● Provided information:
┄┄┄┄┄┄┄┄┄┄

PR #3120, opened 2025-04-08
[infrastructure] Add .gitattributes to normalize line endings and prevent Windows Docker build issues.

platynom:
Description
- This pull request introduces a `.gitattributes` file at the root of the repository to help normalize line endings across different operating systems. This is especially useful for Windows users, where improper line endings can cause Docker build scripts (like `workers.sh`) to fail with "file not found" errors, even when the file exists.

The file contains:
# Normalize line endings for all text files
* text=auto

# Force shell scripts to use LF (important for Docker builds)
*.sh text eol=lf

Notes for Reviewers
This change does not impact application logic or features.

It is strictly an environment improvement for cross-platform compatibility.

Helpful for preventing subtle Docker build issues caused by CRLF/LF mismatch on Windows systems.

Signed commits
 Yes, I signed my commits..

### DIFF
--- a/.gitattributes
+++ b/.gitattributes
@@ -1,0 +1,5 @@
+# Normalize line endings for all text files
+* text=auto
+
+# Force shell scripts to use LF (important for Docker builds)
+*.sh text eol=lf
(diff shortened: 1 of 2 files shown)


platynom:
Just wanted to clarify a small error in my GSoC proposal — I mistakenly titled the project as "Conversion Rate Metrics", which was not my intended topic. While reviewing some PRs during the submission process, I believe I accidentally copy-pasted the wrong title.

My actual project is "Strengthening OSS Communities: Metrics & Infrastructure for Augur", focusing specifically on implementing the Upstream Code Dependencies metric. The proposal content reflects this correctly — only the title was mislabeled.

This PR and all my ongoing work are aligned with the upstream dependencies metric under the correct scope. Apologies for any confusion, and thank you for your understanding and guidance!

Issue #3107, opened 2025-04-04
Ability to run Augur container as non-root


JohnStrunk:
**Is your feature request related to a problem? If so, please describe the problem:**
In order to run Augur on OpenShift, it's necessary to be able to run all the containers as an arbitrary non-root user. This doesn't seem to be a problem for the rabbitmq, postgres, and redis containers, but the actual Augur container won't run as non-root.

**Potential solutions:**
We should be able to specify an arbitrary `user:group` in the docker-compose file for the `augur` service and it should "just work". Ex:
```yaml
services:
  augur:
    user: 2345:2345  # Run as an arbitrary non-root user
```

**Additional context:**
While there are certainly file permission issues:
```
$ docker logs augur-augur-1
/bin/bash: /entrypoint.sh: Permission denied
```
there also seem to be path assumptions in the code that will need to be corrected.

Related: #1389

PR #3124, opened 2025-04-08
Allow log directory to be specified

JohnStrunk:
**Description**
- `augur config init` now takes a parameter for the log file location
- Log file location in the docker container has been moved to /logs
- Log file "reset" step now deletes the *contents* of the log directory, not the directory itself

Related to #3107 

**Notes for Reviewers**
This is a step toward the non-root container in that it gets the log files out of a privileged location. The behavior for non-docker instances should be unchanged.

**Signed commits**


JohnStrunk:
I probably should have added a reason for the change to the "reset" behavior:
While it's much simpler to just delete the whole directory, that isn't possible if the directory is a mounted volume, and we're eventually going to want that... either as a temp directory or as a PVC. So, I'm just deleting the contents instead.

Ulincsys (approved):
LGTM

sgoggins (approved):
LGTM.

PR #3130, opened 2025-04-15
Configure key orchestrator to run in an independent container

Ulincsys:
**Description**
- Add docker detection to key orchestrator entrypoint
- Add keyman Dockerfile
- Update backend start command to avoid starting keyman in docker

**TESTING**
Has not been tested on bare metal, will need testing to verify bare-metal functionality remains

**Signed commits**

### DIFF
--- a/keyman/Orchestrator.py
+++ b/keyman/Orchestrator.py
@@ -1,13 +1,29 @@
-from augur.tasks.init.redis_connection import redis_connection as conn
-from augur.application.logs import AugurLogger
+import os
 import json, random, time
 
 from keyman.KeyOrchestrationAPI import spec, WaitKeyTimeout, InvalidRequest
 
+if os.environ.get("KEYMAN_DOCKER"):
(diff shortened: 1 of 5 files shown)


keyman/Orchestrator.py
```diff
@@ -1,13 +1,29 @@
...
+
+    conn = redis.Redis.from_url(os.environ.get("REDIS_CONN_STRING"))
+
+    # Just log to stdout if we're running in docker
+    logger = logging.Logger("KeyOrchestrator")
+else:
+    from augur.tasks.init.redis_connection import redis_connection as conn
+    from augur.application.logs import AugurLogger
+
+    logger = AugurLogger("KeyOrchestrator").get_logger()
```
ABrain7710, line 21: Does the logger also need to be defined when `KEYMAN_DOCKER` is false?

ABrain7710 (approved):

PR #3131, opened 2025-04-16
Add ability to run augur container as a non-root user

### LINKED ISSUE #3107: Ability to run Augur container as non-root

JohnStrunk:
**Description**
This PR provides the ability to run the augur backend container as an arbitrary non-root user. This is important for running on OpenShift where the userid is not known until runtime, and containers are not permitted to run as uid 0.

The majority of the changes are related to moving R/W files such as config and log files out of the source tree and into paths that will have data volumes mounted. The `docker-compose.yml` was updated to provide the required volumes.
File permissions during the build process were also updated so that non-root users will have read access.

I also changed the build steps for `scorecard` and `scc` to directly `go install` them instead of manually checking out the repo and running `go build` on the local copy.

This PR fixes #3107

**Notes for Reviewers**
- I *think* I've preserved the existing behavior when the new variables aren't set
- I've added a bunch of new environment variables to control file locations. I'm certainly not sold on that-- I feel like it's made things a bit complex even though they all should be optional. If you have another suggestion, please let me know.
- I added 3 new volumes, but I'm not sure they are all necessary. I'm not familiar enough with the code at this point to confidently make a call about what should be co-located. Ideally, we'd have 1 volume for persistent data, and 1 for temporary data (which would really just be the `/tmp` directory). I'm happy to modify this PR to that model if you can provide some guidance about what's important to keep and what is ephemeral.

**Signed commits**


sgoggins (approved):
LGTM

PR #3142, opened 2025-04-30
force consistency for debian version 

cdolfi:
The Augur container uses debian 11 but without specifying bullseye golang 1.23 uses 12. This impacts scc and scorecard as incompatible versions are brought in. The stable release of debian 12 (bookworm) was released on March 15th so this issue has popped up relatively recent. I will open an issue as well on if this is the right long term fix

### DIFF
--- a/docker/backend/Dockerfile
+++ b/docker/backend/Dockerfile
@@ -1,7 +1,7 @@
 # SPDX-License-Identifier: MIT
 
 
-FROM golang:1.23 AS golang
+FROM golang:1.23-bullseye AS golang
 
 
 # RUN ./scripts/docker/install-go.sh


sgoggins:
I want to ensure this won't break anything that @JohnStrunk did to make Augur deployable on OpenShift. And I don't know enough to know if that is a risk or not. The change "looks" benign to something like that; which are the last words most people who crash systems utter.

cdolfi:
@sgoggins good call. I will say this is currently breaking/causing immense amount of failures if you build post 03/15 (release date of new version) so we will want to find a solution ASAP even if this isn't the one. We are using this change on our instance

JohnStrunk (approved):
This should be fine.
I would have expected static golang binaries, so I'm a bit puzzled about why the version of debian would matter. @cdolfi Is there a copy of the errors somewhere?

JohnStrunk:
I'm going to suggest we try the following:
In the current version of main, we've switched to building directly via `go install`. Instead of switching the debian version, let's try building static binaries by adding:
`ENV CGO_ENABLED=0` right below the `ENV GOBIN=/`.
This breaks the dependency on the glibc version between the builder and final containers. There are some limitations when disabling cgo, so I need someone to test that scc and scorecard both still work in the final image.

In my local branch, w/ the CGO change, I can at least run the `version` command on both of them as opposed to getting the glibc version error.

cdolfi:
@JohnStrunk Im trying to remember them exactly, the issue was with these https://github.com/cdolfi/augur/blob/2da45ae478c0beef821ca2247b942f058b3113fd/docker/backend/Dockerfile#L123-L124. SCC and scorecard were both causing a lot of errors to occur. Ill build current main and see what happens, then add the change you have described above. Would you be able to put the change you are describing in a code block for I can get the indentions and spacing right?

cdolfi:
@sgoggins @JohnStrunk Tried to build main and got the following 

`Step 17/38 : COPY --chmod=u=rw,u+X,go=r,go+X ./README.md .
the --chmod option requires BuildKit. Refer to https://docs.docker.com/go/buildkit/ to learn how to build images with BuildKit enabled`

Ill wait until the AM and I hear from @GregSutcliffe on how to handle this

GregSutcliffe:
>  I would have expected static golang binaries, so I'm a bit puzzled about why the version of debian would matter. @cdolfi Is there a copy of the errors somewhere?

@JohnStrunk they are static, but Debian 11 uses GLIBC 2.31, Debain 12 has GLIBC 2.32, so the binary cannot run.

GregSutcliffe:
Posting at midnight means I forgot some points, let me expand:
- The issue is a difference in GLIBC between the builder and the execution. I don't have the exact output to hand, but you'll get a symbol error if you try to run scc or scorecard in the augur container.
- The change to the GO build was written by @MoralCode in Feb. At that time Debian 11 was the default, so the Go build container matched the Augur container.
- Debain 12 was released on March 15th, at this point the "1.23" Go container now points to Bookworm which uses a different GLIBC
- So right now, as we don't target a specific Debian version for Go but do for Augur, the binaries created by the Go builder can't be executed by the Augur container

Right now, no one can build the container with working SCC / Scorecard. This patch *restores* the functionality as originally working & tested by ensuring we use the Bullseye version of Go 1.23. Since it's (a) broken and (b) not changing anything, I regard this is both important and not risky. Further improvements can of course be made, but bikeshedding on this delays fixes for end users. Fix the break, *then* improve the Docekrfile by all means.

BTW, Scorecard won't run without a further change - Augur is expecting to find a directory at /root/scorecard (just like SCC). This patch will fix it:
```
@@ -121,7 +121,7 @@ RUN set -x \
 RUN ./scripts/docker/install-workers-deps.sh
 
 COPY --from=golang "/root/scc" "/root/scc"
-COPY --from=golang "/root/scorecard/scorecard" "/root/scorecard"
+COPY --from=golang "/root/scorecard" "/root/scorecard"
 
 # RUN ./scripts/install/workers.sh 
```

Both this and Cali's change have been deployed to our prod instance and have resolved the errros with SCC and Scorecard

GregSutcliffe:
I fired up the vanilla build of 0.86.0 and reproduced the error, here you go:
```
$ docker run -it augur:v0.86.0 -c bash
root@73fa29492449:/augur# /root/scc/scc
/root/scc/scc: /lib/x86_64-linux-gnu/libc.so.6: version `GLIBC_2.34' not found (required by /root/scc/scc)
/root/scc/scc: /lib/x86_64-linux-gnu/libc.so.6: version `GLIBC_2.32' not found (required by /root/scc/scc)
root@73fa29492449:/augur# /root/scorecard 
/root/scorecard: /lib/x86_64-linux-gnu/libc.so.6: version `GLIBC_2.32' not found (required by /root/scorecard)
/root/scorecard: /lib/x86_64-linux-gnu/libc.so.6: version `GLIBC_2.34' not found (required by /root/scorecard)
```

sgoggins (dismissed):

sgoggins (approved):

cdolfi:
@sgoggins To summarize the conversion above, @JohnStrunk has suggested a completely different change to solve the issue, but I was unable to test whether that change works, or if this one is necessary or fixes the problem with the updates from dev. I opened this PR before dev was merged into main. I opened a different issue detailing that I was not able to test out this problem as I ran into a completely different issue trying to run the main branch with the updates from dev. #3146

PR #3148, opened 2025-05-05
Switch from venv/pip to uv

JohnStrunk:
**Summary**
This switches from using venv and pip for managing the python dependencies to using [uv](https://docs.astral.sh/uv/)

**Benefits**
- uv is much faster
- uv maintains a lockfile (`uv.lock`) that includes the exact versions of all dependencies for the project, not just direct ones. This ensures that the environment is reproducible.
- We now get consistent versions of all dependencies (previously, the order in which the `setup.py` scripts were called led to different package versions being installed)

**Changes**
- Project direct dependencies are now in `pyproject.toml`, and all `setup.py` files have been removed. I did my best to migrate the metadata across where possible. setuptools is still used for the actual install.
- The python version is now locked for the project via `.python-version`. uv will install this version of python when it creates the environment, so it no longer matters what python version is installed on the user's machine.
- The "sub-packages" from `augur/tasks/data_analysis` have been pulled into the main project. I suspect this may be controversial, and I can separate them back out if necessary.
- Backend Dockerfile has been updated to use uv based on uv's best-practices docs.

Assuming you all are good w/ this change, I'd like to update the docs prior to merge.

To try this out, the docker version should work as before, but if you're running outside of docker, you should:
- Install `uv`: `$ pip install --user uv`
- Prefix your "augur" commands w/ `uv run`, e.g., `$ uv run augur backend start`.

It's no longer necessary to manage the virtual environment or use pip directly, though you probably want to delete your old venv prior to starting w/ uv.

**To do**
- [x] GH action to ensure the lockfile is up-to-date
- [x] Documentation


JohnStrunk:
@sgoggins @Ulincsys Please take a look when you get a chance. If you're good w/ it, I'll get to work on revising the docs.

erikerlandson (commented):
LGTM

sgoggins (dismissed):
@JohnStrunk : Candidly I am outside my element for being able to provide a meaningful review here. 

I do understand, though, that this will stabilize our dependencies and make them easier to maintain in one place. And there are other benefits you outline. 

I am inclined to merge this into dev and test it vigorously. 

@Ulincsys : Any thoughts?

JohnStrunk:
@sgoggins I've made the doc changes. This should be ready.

┄┄┄┄┄┄┄┄┄┄

● Work request:
Each line of the data that includes "application" should be copied.

● Output for this exercise:
This change does not impact application logic or features.
-from augur.application.logs import AugurLogger
+    from augur.application.logs import AugurLogger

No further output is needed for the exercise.